In a survey conducted by Jamail Kamlian of Mindanao State University — Iligan entitled “Incidences
of Clan Conflict and Conflict Management: Survey of feuding Families and Clans in Selected
Provinces of Mindanao”, it was shown that there are 671 rido cases in nine selected Mindanao
provinces. The highest was in Lanao Del Norte with 164 reported cases, followed by Sulu with 145,
Zamboanga Del Sur with 91, Zamboanga Sibugay with 75, Zamboanga Del Norte with 62, Basilan
with 60, North Cotabato with 31, Tawi Tawi with 25 and Sultan Kudarat with 18. It is noteworthy
that most of the provinces where rido or family feuds are prevalent are the same provinces where
arm conflicts are rampant.

In a federal system, the likely scenario is this: families will continue to war against each other
because they would compete in the political arena where local control and power is the prize.
Hence, Federalism, in it’s hope to eliminate and resolve the problem in Mindanao would not be
effective instead, it would even contribute to further the proliferation of these family conflicts.
While the idea of federalism in the Philippines is attractive for most Filipinos, an abrupt shift in our
form of government is an inappropriate change strategy.
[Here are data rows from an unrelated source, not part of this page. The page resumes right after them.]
PR #1817, opened 2024-07-18
docs: release process

### LINKED ISSUE #1689: Document release process
Notes started in 1689-document-release-process

Shoeboxam:
Closes #1689

### DIFF
--- a/.github/workflows/README.md
+++ b/.github/workflows/README.md
@@ -113,7 +113,18 @@ on github, or with the `gh` command line tool. Parameters:
 
 ## Making a release
 
-1. Check that changelog is up-to-date and the `VERSION` file on the `main` branch matches the version you want to release. If not, see step 3.
+1. Update `VERSION` file on the `main` branch to match the version you want to release.
+    - If it's a patch release, no change to the version number should be needed: The patch should have been incremented after the previous release.
+    - If it's a minor release, run `python tools/channel_tool.py bump_version --position minor`
+    - Similarly, if it's a major release, run `python tools/channel_tool.py bump_version --position major`
+
+1. Update changelog.
+
+    ```shell
+    python tools/channel_tool.py changelog
+    ```
+
+    Edit the contents manually. PR [#1672](https://github.com/opendp/opendp/pull/1672) provides a script to get you started (TODO: update these instructions once it is merged).
 
 1. We use a release train with nightly, beta and stable channels. Repeatedly run the Release workflow through each channel (see preceding section).
 
@@ -136,18 +147,19 @@ on github, or with the `gh` command line tool. Parameters:
     If beta release failed, don't forget to increment the beta version counter next time.
     If stable release failed, consider incrementing patch version and starting over.
 
-1. Update `main`.
+1. Increment patch version in `main`.
 
-    1. Update version numbers:
+    ```shell
+    python tools/channel_tool.py bump_version --position patch
+    ```
+    Add arguments as needed to bump or set version.
 
-        ```shell
-        python tools/channel_tool.py bump_version --position minor
-        ```
-        Add arguments as needed to bump or set version.
 
-    1. Create a new changelog:
-        
-        ```shell
-        python tools/channel_tool.py changelog
-        ```
-        Edit the contents manually.
+## Making a dev release
+
+It is also possible to cut a one-off release from a specific branch.
+* Use workflow from: `Branch: your-branch`
+* Target Channel: `dev`
+* Sync the channel from Upstream?: `yes`
+
+No updates to changelogs or versions are necessary.
--- a/.github/workflows/README.md
+++ b/.github/workflows/README.md
@@ -106,7 +106,7 @@ One-off releases can be made with the
 on github, or with the `gh` command line tool. Parameters:
 
 - **Target channel** controls how the release is tagged, and what semantic version is given to the release. There is a git branch with the same name for each channel.
-- The **sync the Channel from upstream?** checkbox is for when you want to update the `nightly`, `beta` `stable` or `dev` branches. This replaces the contents of the respective branch with the branch the workflow is run from ("Use workflow from"). In practice, you'll almost always enable this.
+- The **sync the Channel from upstream?** checkbox is for when you want to update the `nightly`, `beta`, `stable`, or `dev` branches. This replaces the contents of the respective branch with the branch the workflow is run from ("Use workflow from"). In practice, you'll almost always enable this.
 - Update the **version counter** accordingly when you want to release multiple nightlies or betas in the same day.
 - **Dry runs** get sent to test-pypi, and don't update the docs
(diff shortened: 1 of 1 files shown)


Shoeboxam:
* **#1817** <a href="https://app.graphite.dev/github/pr/opendp/opendp/1817?utm_source=stack-comment-icon" target="_blank">Graphite</a> 👈
* `main`

<h2></h2>

.github/workflows/README.md
```diff
@@ -99,14 +99,55 @@ graph TD
...
 - **Target channel** controls how the release is tagged, and what semantic version is given to the release. There is a git branch with the same name for each channel.
-- The **sync the Channel from upstream?** checkbox is for when you want to update the `nightly`, `beta` or `stable` branches.
+- The **sync the Channel from upstream?** checkbox is for when you want to update the `nightly`, `beta` `stable` or `dev` branches. This replaces the contents of the respective branch with the branch the workflow is run from ("Use workflow from"). In practice, you'll almost always enable this.
 - Update the **version counter** accordingly when you want to release multiple nightlies or betas in the same day.
 - **Dry runs** get sent to test-pypi, and don't update the docs
 - **Fake** is for developer convenience when debugging CI: it skips compilation and inserts dummy binaries instead
+
+## Making a release
+
+1. Ensure that changelog is up-to-date and version in `main` matches the version you want to release (otherwise see step 3).
```
mccalluc, line 116: >  1. Ensure that changelog is up-to-date

"Ensure" sounds like we're just checking, while we really need to author the changelog at the start of this process, I think?

```diff
- version in `main`
+ the `VERSION` file on the `main` branch
```

.github/workflows/README.md
```diff
@@ -99,14 +99,55 @@ graph TD
...
+
+2. We use a release train with nightly, beta and stable channels. Repeatedly run the Release workflow through each channel (see [Making one-off releases](#Making-one-off-releases)).
```
mccalluc, line 118:
```suggestion
2. We use a release train with nightly, beta and stable channels. Repeatedly run the Release workflow through each channel (see preceding section).
```

I find really short hop links a little confusing. If you do want to keep it, update the link to reflect the current title.

mccalluc (commented):
Biggest question is where the changelog edits come in. Thanks!

.github/workflows/README.md
```diff
@@ -113,21 +113,21 @@ on github, or with the `gh` command line tool. Parameters:
 
 ## Making a release
 
-1. Ensure that changelog is up-to-date and version in `main` matches the version you want to release (otherwise see step 3).
+1. Check that changelog is up-to-date and the `VERSION` file on the `main` branch matches the version you want to release. If not, see step 3.
```
mccalluc, line 116: Maybe talk this over in person? I might be thinking about this the wrong way, but unless the plan is to start updating the changelog incrementally (which isn't impossible, but in my experience leads to merge conflicts), updating the changelog needs to be at the start of the release process, not the end.

.github/workflows/README.md
```diff
@@ -99,14 +99,55 @@ graph TD
...
+    If stable release failed, consider incrementing patch version and starting over.
+
+1. Update `main`.
+
+    1. Update version numbers:
+
+        ```shell
+        python tools/channel_tool.py bump_version --position minor
+        ```
+        Add arguments as needed to bump or set version.
```
mccalluc, line 146: I would like this change, incrementing the version numbers right after release, but I feel like we might have talked about it earlier and I had thought you weren't sold on it? I may be misremembering.

Right now, if I look at [pypi](https://pypi.org/project/opendp/#history) or [crates.io](https://crates.io/crates/opendp/versions?sort=semver) (sorted by semver) the highest version is v0.10.0, and all the nightlies come below. With this change to our process, there will only be one v0.11 release, and the next nightly will be under v0.12... which makes me wonder if we actually want `--position patch` instead of `--position minor`? We might not actually make a v0.11.1 release and instead go to v0.12 in a few months, but we would have v0.11.1-nightlies.

.github/workflows/README.md
mccalluc: The auto-number is nice, but it does mean that if a step is inserted, "3" might be pointing at the right thing... but my preference is really to just get rid of this branch in the flow chart, and this would be moot.

mccalluc (commented):
Some more comments. I might be confused: Comment threads here might not be the most efficient way to resolve, but whatever makes sense to you? Thanks for working to clarify the process!

.github/workflows/README.md
mccalluc: Follow-up from discussion: 
- If it's a patch release, no change to the version number should be needed: We incremented the patch after the previous release.
- If it's a minor release, `python tools/channel_tool.py bump_version --position minor`
- Similarly, if it's a major release, `python tools/channel_tool.py bump_version --position major`

.github/workflows/README.md
Shoeboxam: I had lost this piece from my brain at some point, thanks for restoring it. Glad we have it documented now.

.github/workflows/README.md
```diff
@@ -99,14 +99,67 @@ graph TD
...
-## Making one-off releases
+## Knobs on the Release Workflow
 
 One-off releases can be made with the
 [`release.yml` workflow](https://github.com/opendp/opendp/actions/workflows/release.yml)
 on github, or with the `gh` command line tool. Parameters:
 
 - **Target channel** controls how the release is tagged, and what semantic version is given to the release. There is a git branch with the same name for each channel.
-- The **sync the Channel from upstream?** checkbox is for when you want to update the `nightly`, `beta` or `stable` branches.
+- The **sync the Channel from upstream?** checkbox is for when you want to update the `nightly`, `beta` `stable` or `dev` branches. This replaces the contents of the respective branch with the branch the workflow is run from ("Use workflow from"). In practice, you'll almost always enable this.
```
mccalluc, line 109:
```suggestion
- The **sync the Channel from upstream?** checkbox is for when you want to update the `nightly`, `beta`, `stable`, or `dev` branches. This replaces the contents of the respective branch with the branch the workflow is run from ("Use workflow from"). In practice, you'll almost always enable this.
```

.github/workflows/README.md
```diff
@@ -99,14 +99,67 @@ graph TD
...
+    If CI fails, debug on main and restart.
+    If beta release failed, don't forget to increment the beta version counter next time.
+    If stable release failed, consider incrementing patch version and starting over.
+
+1. Increment patch version in `main`.
+
+    ```shell
+    python tools/channel_tool.py bump_version --position patch
+    ```
+    Add arguments as needed to bump or set version.
```
mccalluc, line 155:
```suggestion
```

At this point in the process, aren't we always going to only bump the patch version? The comment makes it sound like there are cases where we might do something different.

mccalluc (approved):
A couple missing commas, but this looks great. Small question about the comment on the last increment step.

PR #1822, opened 2024-07-18
Remove epsilon/delta units in docs

### LINKED ISSUE #1802: ensure that ε, δ are not used as units in documentation
We should not use ε, δ as units. Minor edits necessary in compositors docs.

_Originally posted by @Shoeboxam in https://github.com/opendp/opendp/pull/1700#discussion_r1679961467_

mccalluc:
- Fix #1802

Is the right style just the numbers?


Shoeboxam (approved):
Thanks! These small details add up.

Changing our system of government in one
fell swoop from the present unitary to a federal system of government, either through a constituent
assembly or a constitutional convention held for that purpose, will be very disruptive and may well
lead to a semi-permanent state of chaos. The possible benefits that are marketed by the idea will
also inevitably come at a cost and will require extensive time and effort from both governments
and citizens alike. Moreover, in the absence of well-developed social, political and economic
institutions to facilitate a smooth transition from one system to the other, such a change strategy is
fraught with unseen risks and is bound to flounder and failure.
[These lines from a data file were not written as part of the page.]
PR #1824, opened 2024-07-19
Polars: nit error messages

### LINKED ISSUE #1655: Polars: explain how failure to deserialize lazyframe can also be from missing features
- related to #1721
----
Trying to mock up an analysis for TPDP, I made a LazyFrame plan which included a `Categorical` type, because it seemed appropriate, but it errors:
```
...
group_by_role = pl.LazyFrame(schema={'role': pl.Categorical, 'expertise': pl.Int32}).group_by("role")
mean_expertise_plan = group_by_role.agg(
    pl.col("expertise").dp.mean((0, 5), scale=1.0))
def make_measurement(plan):
    return dp.m.make_private_lazyframe(
        input_domain=lf_domain_with_margin,
        input_metric=dp.symmetric_distance(),
        output_measure=dp.max_divergence(T=float),
        lazyframe=mean_expertise_plan,
        global_scale=1.0)
dp_mean_expertise_by_role = make_measurement(mean_expertise_plan)
```
```
OpenDPException: 
  FFI("Error when deserializing LazyFrame. This may be due to mismatched polars versions. Semantic(None, "unknown variant `Categorical`, expected one of `Boolean`, `UInt8`, `UInt16`, `UInt32`, `UInt64`, `Int8`, `Int16`, `Int32`, `Int64`, `Float32`, `Float64`, `String`, `Binary`, `Date`, `Datetime`, `Duration`, `Time`, `List`, `Array`, `Null`, `Struct`, `Unknown`")")
```

The "mismatched polars versions" is a red herring: we just don't support all the Polars types. This is probably not the best way to figure out the gap:
```
raw = '`Boolean`, `UInt8`, `UInt16`, `UInt32`, `UInt64`, `Int8`, `Int16`, `Int32`, `Int64`, `Float32`, `Float64`, `String`, `Binary`, `Date`, `Datetime`, `Duration`, `Time`, `List`, `Array`, `Null`, `Struct`, `Unknown`'
dp_polars_types = set(t.replace('`','') for t in raw.split(', '))
import re
polars_types = set(dt for dt in dir(pl.datatypes) if re.match(r'[A-Z].*[a-z]', dt))
polars_types - dp_polars_types
{'Categorical',
 'DataType',
 'DataTypeClass',
 'DataTypeGroup',
 'Decimal',
 'Enum',
 'Field',
 'IntegerType',
 'Object',
 'OneOrMoreDataTypes',
 'PolarsDataType',
 'PolarsTemporalType',
 'PythonDataType',
 'SchemaDefinition',
 'SchemaDict',
 'TemporalType',
 'Utf8'}
```
There is one PR out that already tweaks this error message:
- #1636

Add error message that explains that a given type is unsupported.

### LINKED ISSUE #1699: Error: Potential For Overflow
In the developer environment, I had to cast everything to Int32. With a really large max_partition_length was also really large, it resulted in a potential for overflow error. Working with Int64 might fix it. 

``````
OpenDPException: 
  MakeTransformation("potential for overflow when computing function")

During handling of the above exception, another exception occurred:
``````

Run this to reproduce the error
``````
import polars as pl 
import opendp.prelude as dp
dp.enable_features("contrib")

data = {"col1": [0, 2], "col2": [3, 7]}
df = pl.LazyFrame(data, schema={"col1": pl.Int32, "col2": pl.Int32})
    data=df,
    split_evenly_over=10,
    margins={
        ("col1", ): dp.Margin(public_info="keys", max_partition_length=60_000_000, max_partition_contributions=4),
    },
)

(context.query().
group_by("col1").
agg(pl.col("col2").dp.sum((1.0,1000.0)))).release().collect()
``````

### PR DESCRIPTION
**Pull request by Shoeboxam**
Closes #1699
Closes #1655

### DIFF
--- a/rust/src/data/ffi/mod.rs
+++ b/rust/src/data/ffi/mod.rs
@@ -214,7 +214,7 @@ pub extern "C" fn opendp_data__slice_as_object(
         // https://github.com/pola-rs/pyo3-polars/blob/5150d4ca27c287ff4be5cafef243d9a878a8879d/pyo3-polars/src/lib.rs#L147-L153
         // the slice is lf.__getstate__ from the python side and then deserialized here
         ciborium::de::from_reader(slice).map_err(
-            |e| err!(FFI, "Error when deserializing {}. {}", name, e)
+            |e| err!(FFI, "Error when deserializing {}. This may be because you're using features from Polars that are not currently supported. {}", name, e)
         )
     }
     #[cfg(feature = "polars")]
--- a/rust/src/transformations/make_stable_expr/expr_sum/mod.rs
+++ b/rust/src/transformations/make_stable_expr/expr_sum/mod.rs
@@ -185,7 +185,7 @@ macro_rules! impl_accumulator_for_float {
                 if Sequential::<$t>::float_sum_can_overflow(size_limit, (lower, upper))? {
                     return fallible!(
                         MakeTransformation,
-                        "potential for overflow when computing function"
+                        "potential for overflow when computing function. You could resolve this by choosing tighter clipping bounds."
                     );
                 }
                 Sequential::<$t>::relaxation(size_limit, lower, upper)
@@ -204,7 +204,7 @@ macro_rules! impl_accumulator_for_int {
                 if <$t>::int_sum_can_overflow(size_limit, (lower, upper))? {
                     return fallible!(
                         MakeTransformation,
-                        "potential for overflow when computing function"
+                        "potential for overflow when computing function. You could resolve this by choosing tighter clipping bounds or by using a data type with greater bit-depth."
                     );
                 }
                 Ok(0)
--- a/rust/src/transformations/sum/float/checked/mod.rs
+++ b/rust/src/transformations/sum/float/checked/mod.rs
@@ -68,7 +68,7 @@ where
     if S::float_sum_can_overflow(size_limit, bounds)? {
         return fallible!(
             MakeTransformation,
-            "potential for overflow when computing function"
+            "potential for overflow when computing function. You could resolve this by choosing tighter clipping bounds."
         );
     }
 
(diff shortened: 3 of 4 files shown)

### CODE REVIEW

**Comment by Shoeboxam** [comment]
* **#1824** <a href="https://app.graphite.dev/github/pr/opendp/opendp/1824?utm_source=stack-comment-icon" target="_blank">Graphite</a> 👈
* `main`

<h2></h2>

File: rust/src/data/ffi/mod.rs [hunk 1]
```diff
@@ -214,7 +214,7 @@ pub extern "C" fn opendp_data__slice_as_object(
         // https://github.com/pola-rs/pyo3-polars/blob/5150d4ca27c287ff4be5cafef243d9a878a8879d/pyo3-polars/src/lib.rs#L147-L153
         // the slice is lf.__getstate__ from the python side and then deserialized here
         ciborium::de::from_reader(slice).map_err(
-            |e| err!(FFI, "Error when deserializing {}. {}", name, e)
+            |e| err!(FFI, "Error when deserializing {}. This may be because you're using features from Polars that are not currently supported. {}", name, e)
```
mccalluc, line 217: With #1695 and #1663 in place, mismatched polars versions should be reported earlier. Is there anything _besides_ using unsupported features that we would expect to cause this? If so, do we have an issue to improve the reporting for those cases? If not, then could this message be more confident?

mccalluc (approved):
No concerns that definitely should block this, but:
- Do we think anything besides unsupported features could cause deserialization problems?
- Any interest in factoring out repeated strings? Analogous to localization.
- With #1830 and #1832 as goals, is this a place where we'd like to begin having more tests of the content of messages?

Shoeboxam:
* I don't know of other reasons that would cause deserialization problems, but I also don't know what I don't know. I guess the binary itself could be malformed.
* Broader changes to error.rs would facilitate this, I think the error enum could be updated and shared messages could be consolidated there.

Therefore, to achieve the ultimate goal of public policy, there is an obvious need for a centralized
administrative mechanism to holistically manage the external and residual effects of choices made
at the regional and local levels, and to ensure that these are brought into coherence. There is also a
need for an overarching mechanism to co-align and reconcile the conflicting interests of the various
segments of society, and to ensure that the pursuit of their own objectives will contribute maximally
to social well-being. We, Filipinos, must also tweak the existing dysfunctional system to correct
itself—one small step at a time—to better serve the emergent needs and aspirations of our evolving
nation. We must reassess our positions on the looming federalization of the country by focusing
more in our oneness as a people. We must highlight the positive things we have in common, rather
than our differences since the essence of nationhood is thinking, feeling, and caring for the nation
- as a whole, not only for an elite minority, one’s region or sector but for the vast majority of our
people---whether Christian, Muslim, peasant, poor, rich, women, men or other.
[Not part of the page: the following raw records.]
PR #1825, opened 2024-07-19
Polars: evenly allocate budget amongst queries, by default

### LINKED ISSUE #1757: Polars: evenly allocate privacy budget amongst DP expressions
When two queries have significantly different sensitivities, the query with less sensitivity will get less noise relative to the other query.

In extreme cases, like when estimating quantiles where alpha breaks into a large fraction (1/3), the sensitivity is very large, and the scale parameter works out to be proportionately large, starving the privacy budget of any other queries.

Shoeboxam:
Closes #1757

### DIFF
--- a/python/test/test_polars.py
+++ b/python/test/test_polars.py
@@ -369,7 +369,7 @@ def test_polars_describe():
             "column": ["len", "A"],
             "aggregate": ["Len", "Sum"],
             "distribution": ["Integer Laplace", "Integer Laplace"],
-            "scale": [8.0, 8.0],
+            "scale": [4.0, 12.0],
         }
     )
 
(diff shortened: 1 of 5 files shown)


Shoeboxam:
* **#1825** <a href="https://app.graphite.dev/github/pr/opendp/opendp/1825?utm_source=stack-comment-icon" target="_blank">Graphite</a> 👈
* `main`

<h2></h2>

python/test/test_polars.py
```diff
@@ -369,7 +369,7 @@ def test_polars_describe():
             "column": ["len", "A"],
             "aggregate": ["Len", "Sum"],
             "distribution": ["Integer Laplace", "Integer Laplace"],
-            "scale": [8.0, 8.0],
+            "scale": [4.0, 12.0],
```
mccalluc, line 372: Can you add a comment explain the 1/3 ratio? I see this in the original issue, and I can imagine that sum is more sensitive than len, but I don't immediately see where that ratio is coming from.

mccalluc (commented):
Add a comment to explain the ratio in the python test? Thanks.

python/test/test_polars.py
```diff
@@ -366,25 +366,32 @@ def test_polars_describe():
...
         }
     )
 
+    summer = pl.col("A").fill_null(2).dp.sum((0, 3))
+
     query = (
         context.query()
         .group_by("B")
-        .agg(pl.len().dp.noise(), pl.col("A").fill_null(2).dp.sum((0, 3)))
+        .agg(pl.len().dp.noise(), summer, summer.alias("B"))
```
mccalluc, line 385: I'm not sure how the introduction of the aliased column strengthens the test.

mccalluc (approved):
The explanation is helpful: Thanks! The alias column is just to make sure it still comes through when it's a little more complicated? Approved.

python/test/test_polars.py
Shoeboxam: It prevents the second sum from shadowing "A". Polars will otherwise reject it.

As what an eminent researcher, Prof. Felipe De Leon quoted, “Bound by a shared history,
languages, folklore, artistic traditions, culinary habits, kinship patterns and many other factors, it
will not be difficult for us to subordinate selfish interest to the national welfare, if we truly desire
to. Let us regain our strengths and cultivate our oneness and solidarity as a people. Let us all
participate in the noble objective of developing self-reliance, drawing from our collective spirit
all the energy and courage we need to steer the country peacefully toward its creative destiny
and sovereign majesty in the community of nations.”